Hi! Haven’t written in awhile (cricket noises), just slammed this out and any ideas/constructive criticism for a second draft would be fantastic (will definitely update/work on)
Killing time while studying for finals, I noticed that a friend of mine had tweeted that “womanhood sucks” because, while listening to “Love On Top,” she realized she would never be as perfect as Beyoncé.
I feel like there’s this weird dichotomy inherent to being female in the 21st century where, since we’re no longer expected to be silent housewives, we’re expected to be everything- that just because we can be strong and beautiful and “successful” in the financial, societal sense we suddenly are placed under this immense pressure where it’s no longer even that we can be successful, but that we have to be the whole package to be feminists and fully take advantage of the freedoms our foremothers fought to give us. Basically, we have to do what Beyoncé did a few days ago: we each have to be a successful businesswoman who, without promotions or help, makes millions off of her own work that she appears plastered all over, a glowing, perfect supermodel, while still being married and raising a child.

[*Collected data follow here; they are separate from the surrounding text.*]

Issue #2724, opened 2017-08-23
[Marketplace] Rethink implementation of order shipping fulfillment flow


kieha:
Referenced from #2613, there is need to rethink the implementation of the order shipping fulfillment flow to make it more flexible and extensible. 

We should also rethink the hard coded zeroth indexes of the `billing` and `shipping` arrays in the order object. This should be more flexible to allow for multiple billing and shipping objects that might be there in the marketplace implementation.

spencern:
Additionally we need to think about the flexibility of how we're progressing and regressing workflow steps.

From a comment I made on #2613 
>I'm always open to new ways to do things, but it seems like we should have "orders/progressStatus" and "orders/regressStatus" methods instead of one method per status.
>We could then have a set of workflows that identifies the next or previous status from the existing status and proceeds. There could be different states for items than for orders, and each should be overridable.
>This seems like it would make it easier to extend or replace functionality because if you replace the workflow set, then you replace the way that orders progress.

aaronjudd:
@kieha what's the estimated timeline on this? is it in progress? I consider this to be a (asap) critical issue.  Can you please schedule a time to review the approach with @spencern or myself on this before beginning.

kieha:
@aaronjudd this is not yet in progress. I'll reach out to you and/or @spencern ASAP before I start on it.

kieha:
A bit more discussion/comments on what should be done here to be found in this PR https://github.com/reactioncommerce/reaction/pull/2759.

In summary:
- In addition to rewriting the backend methods, a lot of rewrites need to happen in the front end code as well. I've added comments in the respective files, especially `imports/plugins/core/orders/client/containers/orderDashboardContainer.js` as to what would need to be done.

aldeed:
Done in 2.0.0

PR #2759, opened 2017-08-29
Fix broken marketplace orders dashboard

### LINKED ISSUE #2758: Marketplace orders dashboard broken
### Expected behavior

 - Can select multiple orders

### Actual Behavior

 - Cannot select multiple orders (Code missing due to merge issue)

- Make order
- Open orders dashboard and try select an order
- Observe that it doesn't happen

### Reaction Version
Node: 8.1.2
NPM: 5.0.3
Meteor Node: 4.8.4
Meteor NPM: 4.6.1
Reaction CLI: 0.10.0
Reaction: 1.5.0
Reaction branch: marketplace

kieha:
Resolves #2758 

Marketplace orders dashboard was broken, caused by the order filtering PR that was merged that had some code missing. This restores things back to order (pun intended 🤓).

### How to test

- Clone this branch
- Have at least 2 orders
- Visit orders dashboard
- Test it out: select orders, set shipping statuses, capture payments
- Observe that everything works as before

### DIFF
--- a/imports/plugins/core/orders/client/containers/orderDashboardContainer.js
+++ b/imports/plugins/core/orders/client/containers/orderDashboardContainer.js
@@ -436,8 +436,11 @@ class OrderDashboardContainer extends Component {
     let ordersToRegress = 0;
 
     selectedOrders.forEach((order) => {
+      // TODO: remove these hard-coded zero indexes to enable multiple shipments in marketplace
       const orderWorkflow = order.shipping[0].workflow;
       // check if the order(s) are in this state already or in the previous state
+
+      // TODO: model this with the assumption that there may be different workflows depending on the type of shop or product that a shop is selling.
       if (orderWorkflow.status === "new") {
         isNotPicked++;
       } else if (orderWorkflow.status === "coreOrderWorkflow/picked") {
@@ -481,8 +484,11 @@ class OrderDashboardContainer extends Component {
     let ordersToRegress = 0;
 
     selectedOrders.forEach((order) => {
+      // TODO: remove these hard-coded zero indexes to enable multiple shipments in marketplace
       const orderWorkflow = order.shipping[0].workflow;
       // check if the order(s) are in this state already or in one of the previous states
+
+      // TODO: model this with the assumption that there may be different workflows depending on the type of shop or product that a shop is selling.
       if (orderWorkflow.status === "new") {
         isNotPicked++;
       } else if (orderWorkflow.status === "coreOrderWorkflow/picked") {
@@ -534,8 +540,11 @@ class OrderDashboardContainer extends Component {
     let ordersToRegress = 0;
 
     selectedOrders.forEach((order) => {
+      // TODO: remove these hard-coded zero indexes to enable multiple shipments in marketplace
       const orderWorkflow = order.shipping[0].workflow;
       // check if the order(s) are in this state already or in one of the previous states
+
+      // TODO: model this with the assumption that there may be different workflows depending on the type of shop or product that a shop is selling.
       if (orderWorkflow.status === "new") {
         isNotPacked++;
         whichFalseState = shippingStates.picked;
@@ -588,8 +597,11 @@ class OrderDashboardContainer extends Component {
     let isShipped = 0;
 
     selectedOrders.forEach((order) => {
+      // TODO: remove these hard-coded zero indexes to enable multiple shipments in marketplace
       const orderWorkflow = order.shipping[0].workflow.status;
       // check if the order(s) are in this state already or in one of the previous states
+
+      // TODO: model this with the assumption that there may be different workflows depending on the type of shop or product that a shop is selling.
       if (orderWorkflow === "new") {
         isNotLabeled++;
         whichFalseState = shippingStates.picked;
--- a/imports/plugins/core/orders/client/containers/orderDashboardContainer.js
+++ b/imports/plugins/core/orders/client/containers/orderDashboardContainer.js
@@ -434,19 +434,20 @@ class OrderDashboardContainer extends Component {
     let ordersToRegress = 0;
 
     selectedOrders.forEach((order) => {
+      const orderWorkflow = order.shipping[0].workflow;
       // check if the order(s) are in this state already or in the previous state
-      if (order.shipping[0].workflow.status === "new") {
+      if (orderWorkflow.status === "new") {
         isNotPicked++;
-      } else if (order.shipping[0].workflow.status === "coreOrderWorkflow/picked") {
+      } else if (orderWorkflow.status === "coreOrderWorkflow/picked") {
         isPicked++;
       } else {
         // check if the selected order(s) are being regressed back to this state
-        if (order.shipping[0].workflow.workflow.includes("coreOrderWorkflow/picked")) {
+        if (orderWorkflow.workflow.includes("coreOrderWorkflow/picked")) {
           ordersToRegress++;
-        } else if (!order.shipping[0].workflow.workflow.includes("coreOrderWorkflow/picked") &&
-        (order.shipping[0].workflow.status === "coreOrderWorkflow/packed" ||
-        order.shipping[0].workflow.status === "coreOrderWorkflow/labeled" ||
-        order.shipping[0].workflow.status === "coreOrderWorkflow/shipped")) {
+        } else if (!orderWorkflow.workflow.includes("coreOrderWorkflow/picked") &&
+        (orderWorkflow.status === "coreOrderWorkflow/packed" ||
+        orderWorkflow.status === "coreOrderWorkflow/labeled" ||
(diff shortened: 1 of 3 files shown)


joykare:
Back to normal 💯  :1st_place_medal:

joykare:
@spencern **Urgent**  Fix to broken order dashboard due to earlier merge

imports/plugins/core/orders/client/containers/orderDashboardContainer.js
```diff
@@ -194,6 +260,397 @@ class OrderDashboardContainer extends Component {
...
+  packedShippingStatus = (selectedOrders, status) => {
+    let isNotPicked = 0;
+    let isNotPacked = 0;
+    let isPacked = 0;
+    let ordersToRegress = 0;
+    const whichFalseState = shippingStates.picked;
+
+    selectedOrders.forEach((order) => {
+      // check if the order(s) are in this state already or in one of the previous states
+      if (order.shipping[0].workflow.status === "new") {
```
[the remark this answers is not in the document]
spencern: If we're going to leave this in for now, you could clean it up fairly easily with:
`const orderWorkflow = order.shipping[0].workflow.status;` and compare against that rather than using the longer version every time.

imports/plugins/core/orders/client/containers/orderDashboardContainer.js
```diff
@@ -194,6 +260,397 @@ class OrderDashboardContainer extends Component {
...
+  }
+
+  labeledShippingStatus = (selectedOrders, status) => {
+    let isNotPacked = 0;
+    let isNotLabeled = 0;
+    let isLabeled = 0;
+    let ordersToRegress = 0;
+    let whichFalseState = "";
+
+    selectedOrders.forEach((order) => {
```
spencern: I've seen this bit of code 3 times now. Would like to have some comments and documentation explaining what the difference is between these very similar functions.

All the comments I've made on previous ones apply here too.

Additionally, worth adding a `TODO` task to write some helper functionality that can reduce the repetition and increase readability.

imports/plugins/core/orders/client/containers/orderDashboardContainer.js
```diff
@@ -194,6 +260,397 @@ class OrderDashboardContainer extends Component {
...
+      // check if the order(s) are in this state already or in the previous state
+      if (order.shipping[0].workflow.status === "new") {
+        isNotPicked++;
+      } else if (order.shipping[0].workflow.status === "coreOrderWorkflow/picked") {
+        isPicked++;
+      } else {
+        // check if the selected order(s) are being regressed back to this state
+        if (order.shipping[0].workflow.workflow.includes("coreOrderWorkflow/picked")) {
```
spencern: Would like to have more comments explaining the different directions these `if..else if.. else` blocks can take.

imports/plugins/core/orders/client/containers/orderDashboardContainer.js
```diff
@@ -194,6 +260,397 @@ class OrderDashboardContainer extends Component {
...
+      }
+    });
+    const selectedOrders = this.state.orders.filter((order) => {
+      return selectedOrdersIds.includes(order._id);
+    });
+
+    let orderCount = 0;
+
+    selectedOrders.forEach((order) => {
+      Meteor.call("orders/approvePayment", order, (err) => {
```
spencern: We should be batching these and performing a single method call rather than making a call for each order

imports/plugins/core/orders/client/containers/orderDashboardContainer.js
```diff
@@ -194,6 +260,397 @@ class OrderDashboardContainer extends Component {
...
+        if (err) {
+          this.setState({
+            isLoading: {
+              capturePayment: false
+            }
+          });
+          Alerts.toast(`An error occured while approving the payment: ${err}`, "error");
+        } else {
+          Meteor.call("orders/capturePayments", order._id, (error) => {
```
spencern: Batch.

imports/plugins/core/orders/client/containers/orderDashboardContainer.js
```diff
@@ -194,6 +260,397 @@ class OrderDashboardContainer extends Component {
...
+              this.setState({
+                isLoading: {
+                  capturePayment: false
+                }
+              });
+              Alerts.toast(`An error occured while capturing the payment: ${error}`, "error");
+            }
+
+            if (order.workflow.status === "new") {
+              Meteor.call("workflow/pushOrderWorkflow", "coreOrderWorkflow", "processing", order);
```
spencern: This should probably be performed on the server and not as an additional call from the client.

kieha:
@spencern all your comments on this are valid, i.e. this code is not marketplace ready. 

However, I'd like to point out that this is code that was already in marketplace, brought in from the [bulk actions PR](https://github.com/reactioncommerce/reaction/pull/2613), that got omitted when the [order filtering PR](https://github.com/reactioncommerce/reaction/pull/2688) was merged into marketplace, thus breaking stuff on the orders dashboard. I had already created an issue to make this code marketplace ready [here](https://github.com/reactioncommerce/reaction/issues/2724) that'll fix most of the issues with this.

That being said, I'll put comments and TODO blocks where they explain what the code at several places does and what needs to be done to make this marketplace ready.

spencern:
@kieha 
That was my understanding of this code as well, but I didn't remember seeing some of this to this point. We can merge this to fix the outstanding issues that were caused by the omission, but I needed to make note of the future incompatibility somewhere. 

I appreciate you taking the time to add TODOs and updating the issue #2724. It feels like updating the order code to be marketplace compatible is starting to become an epic in itself.

imports/plugins/core/orders/client/containers/orderDashboardContainer.js
```diff
@@ -75,13 +83,52 @@ class OrderDashboardContainer extends Component {
       selectedItems: [],
       orders: props.orders,
       multipleSelect: false,
+      shipping: {
+        picked: false,
```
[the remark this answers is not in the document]
kieha: This part is not backend code to manage the shipping states. These are just state variables I'm using on the front end to change the UI (background color and icons on the lists) depending on what the user has clicked. 

E.g. before an order's status is set to `picked`, the state variable is as above, i.e. `this.state.shipping.picked = false`, which gives it this view (the order is not picked so the `picked` list item has a blue-ish background color and a circle as the icon):

screen shot 2017-08-30 at 2 59 09 am

After the order is set to `picked`, the state variable changes to `this.state.shipping.picked = true`, which triggers the UI change to this (the order has now been picked, this the list item background color and icon changes as below):

screen shot 2017-08-30 at 3 01 24 am

kieha:
@spencern I believe I've addressed most, if not all of the concerns raised around this PR by adding comments and TODO blocks around code that needs to be changed. I've also referenced this PR in this issue #2724.

You could take a second look at it.

spencern:
@kieha I'll take a look shortly.

imports/plugins/core/orders/client/containers/orderDashboardContainer.js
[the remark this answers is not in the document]
spencern: I realize this, but doesn't this marry the front-end to our current backend workflow?

What happens if this frontend is used to manage a non-standard workflow?

imports/plugins/core/orders/client/containers/orderDashboardContainer.js
```diff
@@ -194,6 +270,468 @@ class OrderDashboardContainer extends Component {
...
+        }
+      });
+    });
+  }
+
+  displayAlert = (selectedOrders, status, options) => {
+    // capitalize the first letter of the shipping status passed in
+    // e.g. 'shipped' becomes 'Shipped'.
+    // status[0].toUpperCase() capitalizes the first letter of the string
+    // status.substr(1).toLowerCase() converts every other letter to lower case
```
spencern: As an example for why this is important, but also why I'm an idiot, I was thinking that status[0] was the first item in an array during the last review not reading close enough to see that it's actually just pulling the first letter of the string.  Thanks for adding these comments.

kieha:
@spencern from your explanation,  I've added TODOs for the boolean shipping states as well. 
I think this is good to go now.

I'm starting on #2724 ASAP.

imports/plugins/core/orders/client/containers/orderDashboardContainer.js
```diff
@@ -83,13 +83,15 @@ class OrderDashboardContainer extends Component {
...
       multipleSelect: false,
+      // TODO: model this with the assumption that there may be different stages to workflows
       shipping: {
         picked: false,
         packed: false,
         labeled: false,
         shipped: false
       },
       renderFlowList: false,
+      // TODO: model this with the assumption that there may be different stages to workflows
```
spencern: This is the right assumption 👍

I am currently working towards an English degree at a liberal arts college and intend to join the workforce once I graduate, either in publishing or teaching (I think). Sometimes, though, since I’m not on the track towards med or law school or anything with a guarantee of money or even a normal grad program, I get this crippling fear that whatever I’m doing doesn’t really matter, because no one will ever want to read anything I write or think my opinions are intelligent enough to influence young minds or literary thought. That my parents will begrudgingly (but lovingly) take me back in, and I’ll never find a way to really leave. However, the person I talk to fairly often when this sort of thing bothers me makes a big difference: she was a stay-home mom.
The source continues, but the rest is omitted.